The Bible women’s association with the Christian mission gave them an opportunity to craft ‘a new self’ through developing skills and a degree of economic and social independence unusual for women at that time.The establishment of training institutions by the Missionaries paved the way for opening new space for women  in the teaching profession thus providing an opening to express their inborn talents.It specially..Vocational education was beneficial to girls belonging to poor  and backward  families.also led to a greater degree of financial independence and  silently inaugurated social change. The education imparted by these missionaries transmited  a ’culture of values’, inculcated in annual  celebrations,   sports activities,  as well as in classroom learning,  that gave rise both to a heightened sense of individuality and self-confidence among the students..

The Bible women maintained a delicate balance between domestic responsibilities and professional needs. They sought social respect, even while challenging some of the cultural norms. The entry of women and members of the lower castes into new workplaces like the colonial administrative offices, schools and hospitals questioned the legitimacy of such demarcations within spaces like temples and homes, which were seen as maintaining and perpetuating the traditions of religion, caste and gender discrimination.

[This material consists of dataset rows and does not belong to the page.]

PR #449, opened 2026-07-24
fix: hooks/agents managed-block uninstall, real git hooks dir resolution, install backups (closes #415, closes #438)

### LINKED ISSUE #415: hooks uninstall deletes the user's pre-existing pre-commit hook
## Problem

`specsync hooks uninstall` deletes the user's **entire** pre-existing `.git/hooks/pre-commit` file instead of removing only the block `hooks install` appended.

Verified on v5.2.0:

```bash
printf '#!/bin/sh\necho "user hook content"\nexit 0\n' > .git/hooks/pre-commit
chmod +x .git/hooks/pre-commit
specsync hooks install    # appends its block — file now contains user content + specsync block
specsync hooks uninstall  # .git/hooks/pre-commit is GONE — user content lost
```

Markdown companions (AGENTS.md/CLAUDE.md) correctly use managed-block removal; the git hook path just `rm`s the file.

## Suggested fix

Wrap the installed block in begin/end markers (like the markdown companions) and uninstall by removing only the marked block; if the file contains no managed block, leave it untouched. Refuse to delete a hook file the tool didn't create.

Related hooks findings from the same probe (all verified): the installed hook can never block out of the box (default `enforcement=warn` exits 0 on failure); `hooks install` in a non-git dir fabricates `.git/hooks/pre-commit` and reports success; `core.hooksPath` is ignored (installs where git never looks); and the specsync block is appended *after* an existing hook's `exit 0`, making it dead code.

### LINKED ISSUE #438: hooks/agents install lies and destroys — fake hook in nested roots, silent overwrite of user customizations, empty Companion files section
## Problem

`hooks install` and `agents install` lie or destroy in three ways (verified on v5.2.0; sibling of #415, which covers `hooks uninstall` data loss):

1. **Nested project root → fake hook with a green checkmark**: `hooks install` in `repo/packages/app` creates `packages/app/.git/hooks/pre-commit` and prints `✓ Installed Git pre-commit hook`, but git never runs it (real gitdir is `repo/.git`) and git itself ignores the bogus `.git` dir. Protection that doesn't exist, reported as installed. In linked worktrees and submodules (where `.git` is a file) the same code fails loudly with `Failed to create .git/hooks/: Not a directory` — it never resolves `git rev-parse --git-common-dir` in either case.
2. **`agents install` silently overwrites user-customized skill/command files** — no warning, no backup; an appended line is clobbered to stock while output claims `✓ Installed`. (Idempotent healing of deleted/truncated files works and is good; customized files deserve the same managed-block treatment the markdown companions get.)
3. **The installed SKILL.md (byte-identical for all four tools) contains an empty `## Companion files` section** — its content lands under the next heading instead.

Also: `--format json`/`--json` is accepted but ignored on `agents install`/`agents status`; the installed hook can never block out of the box (default `enforcement=warn` exits 0 on failure); install in a non-git dir fabricates `.git/hooks` and reports success; `core.hooksPath` is ignored; and the specsync block is appended after an existing hook's `exit 0`, making it dead code.

0xLeif:
## Problem

**#415 (data loss):** `specsync hooks uninstall --pre-commit` deleted the user's ENTIRE pre-existing `.git/hooks/pre-commit` (a 3-line user hook + appended specsync block = <35 lines starting with `#!/bin/sh` and containing "specsync check" → `fs::remove_file`). Also, the specsync block was appended AFTER an existing hook's `exit 0` — dead code that never ran.

**#438 (lies):** `hooks install` in a nested project root (`repo/packages/app`) created a fake `.git/hooks/pre-commit` (green ✓ but git never runs it); install in a non-git directory fabricated `.git/hooks` and reported success; `core.hooksPath` was ignored; `agents install` silently overwrote user-customized skill files with no warning or backup; the installed SKILL.md had an empty `## Companion files` section.

## Repro (v5.2.0)

```
$ printf '#!/bin/sh\necho "user hook content"\nexit 0\n' > .git/hooks/pre-commit
$ specsync hooks install --precommit   # ✓ block appended AFTER exit 0 (never runs)
$ specsync hooks uninstall --precommit # ✓ Removed
$ cat .git/hooks/pre-commit            # No such file — USER HOOK DELETED
```

After:
```
$ specsync hooks install --precommit   # sentinel block inserted BEFORE exit 0
$ specsync hooks uninstall --precommit # removes only the specsync block
$ cat .git/hooks/pre-commit            # user hook intact (shebang/echo/exit 0)

$ cd packages/app && specsync hooks install --precommit
# → installs into repo/.git/hooks (resolved via `git rev-parse --git-path hooks`)
$ mkdir /tmp/nogit && cd /tmp/nogit && specsync hooks install --precommit
# ✗ /tmp/nogit is not inside a git repository … Run `git init` first … (exit 1, nothing created)
```

## Root cause / fix

- Pre-commit installs are now wrapped in `# >>> specsync:pre-commit … >>>` / `# <<< specsync:pre-commit <<<` sentinels (same managed-block strategy as the markdown companions). Uninstall removes exactly the block — legacy ≤5.2.0 marker blocks and whole-file stock installs are also recognized and removed precisely — and the file is deleted only when nothing but our content remains. A hook with any user content is never deleted; a partial/corrupted marker set errors instead of guessing.
- Install inserts the block BEFORE a trailing `exit 0` instead of appending dead code after it.
- The hooks directory is resolved via `git rev-parse --git-path hooks`, which handles nested project roots, linked worktrees/submodules (`.git` as file), and `core.hooksPath`. Non-git directories now fail loudly with remediation instead of fabricating a `.git/hooks` tree git would never read.
- `agents install` backs up any differing pre-existing file to `<name>.specsync-backup` and prints a warning before overwriting; SKILL.md's `## Companion files` section now actually contains the companion-files guidance (it was an empty heading).

## Scope notes

- The issue's "also" item about `--format json` being ignored on `agents install/status` is a cross-command formatting concern, explicitly out of scope here.
- `agents uninstall` intentionally does NOT delete `.specsync-backup` files (user data).

## Tests

New regression tests — `src/hooks.rs`: `install_precommit_errors_in_non_git_dir`, `install_precommit_wraps_block_in_sentinels`, `install_precommit_inserts_before_trailing_exit_0`, `install_precommit_resolves_nested_project_root_via_git`, `install_precommit_honors_core_hooks_path`, `uninstall_precommit_removes_only_managed_block`, `uninstall_precommit_deletes_file_that_is_purely_ours`, `uninstall_precommit_leaves_user_hook_untouched`, `uninstall_precommit_removes_legacy_appended_block`, `uninstall_precommit_removes_legacy_whole_file_hook`. `src/agents.rs`: `install_backs_up_user_customized_skill`, `install_backs_up_user_customized_command`, `skill_md_companion_files_section_is_not_empty`.

Full suite green (plus the one known pre-existing root-only failure in `change::tests`); `cargo clippy -- -D warnings` clean; all repros re-verified end-to-end with the patched binary.

Closes #415
Closes #438

### DIFF
--- a/src/agents.rs
+++ b/src/agents.rs
@@ -12,6 +12,14 @@ use std::path::{Path, PathBuf};
 
 const SKILL_BODY: &str = r#"## Companion files
 
+Each canonical spec may have policy-selected companion files. Read and update the ones present; do not create empty companions only for ceremony:
+
+- **`tasks.md`** — Work items for this module. Check off tasks (`- [x]`) as you complete them. Add new tasks if you discover work needed.
+- **`requirements.md`** — Acceptance criteria and user stories. These are permanent invariants, not tasks — do not check them off. Update if requirements change.
+- **`context.md`** — Architectural decisions, key files, and current status. Update when you make design decisions or change what's in progress.
+- **`testing.md`** — Test strategy: automated test locations, manual QA checklists, and edge cases/boundary conditions.
+- **`design.md`** *(opt-in)* — Layout, component hierarchy, design tokens, and asset references. Present when `companions.design` is enabled in config.
+
 ## Verified SDD change lifecycle (5.0)
 
 For every meaningful source, test, public documentation, schema, or configuration change:
@@ -29,14 +37,6 @@ For every meaningful source, test, public documentation, schema, or configuratio
 Never invent or self-grant either human approval. If an approved definition changes, its digest
 becomes stale and must be approved again. `specsync check` validates canonical specs plus approved
 active deltas, requirement-to-test evidence, change coverage, and CI gates.
-
-Each canonical spec may have policy-selected companion files. Read and update the ones present; do not create empty companions only for ceremony:
-
-- **`tasks.md`** — Work items for this module. Check off tasks (`- [x]`) as you complete them. Add new tasks if you discover work needed.
-- **`requirements.md`** — Acceptance criteria and user stories. These are permanent invariants, not tasks — do not check them off. Update if requirements change.
-- **`context.md`** — Architectural decisions, key files, and current status. Update when you make design decisions or change what's in progress.
-- **`testing.md`** — Test strategy: automated test locations, manual QA checklists, and edge cases/boundary conditions.
-- **`design.md`** *(opt-in)* — Layout, component hierarchy, design tokens, and asset references. Present when `companions.design` is enabled in config.
 
 ## Before modifying any module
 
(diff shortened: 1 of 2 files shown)


0xGaspar (approved):
Approving. This is the strongest PR in the current batch.

**Verified:**
- Merges **cleanly** into current `main` (no conflicts).
- I merged it together with #455, #456 and #457 and ran the suite on the result: **2070 unit + 335 integration tests, 0 failures.**
- Scope is tight and matches the description exactly: only `src/hooks.rs` and `src/agents.rs` change vs the branch point.

**What I like:** the sentinel managed-block approach is the right call over line-count heuristics, and "a hook with any user content is never deleted; a partial/corrupted marker set errors instead of guessing" is exactly the correct failure posture for a data-loss bug. Resolving the hooks dir via `git rev-parse --git-path hooks` rather than assuming `.git/hooks` correctly handles worktrees, submodules and `core.hooksPath` in one move. Failing loudly in a non-git directory instead of fabricating a tree git will never read is a genuine honesty fix, not just a bug fix.

**Non-blocking notes:**

1. `fmt` is red on this PR in CI. Worth a `cargo fmt` pass before merge — the code change itself looks fine, so I assume this is incidental.
2. `trust`, `spec-check` and `Required CI gate` are red here, but they are red on **every** open PR in this repo right now including the ones that merge and test clean. That looks like a repo-level gate problem rather than anything this PR did — flagging so it isn't mistaken for a defect here.
3. Not deleting `.specsync-backup` files on `agents uninstall` is the right call. Consider mentioning it in user-facing output so people know the backups are there.

Good to merge once `fmt` is green.

---

0xLeif:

Their empowering location and functions within these institutions unsettled and weakened the hold of caste and gender, through which they had been circumscribed.

This study identified that CMS missionaries used the gloomy representation of Indian women as the fundamental factor of an agency of women’s mission in India. Alternative sources from oral histories, autobiographies present an alternative version of the women in Travancore. They were not passive recipients but actively choose what they wanted to accept or ignore. Education enabled the native  Bible women to gain an upward social mobility breaking away from traditional social practices and gender stereotypes and initiating social change.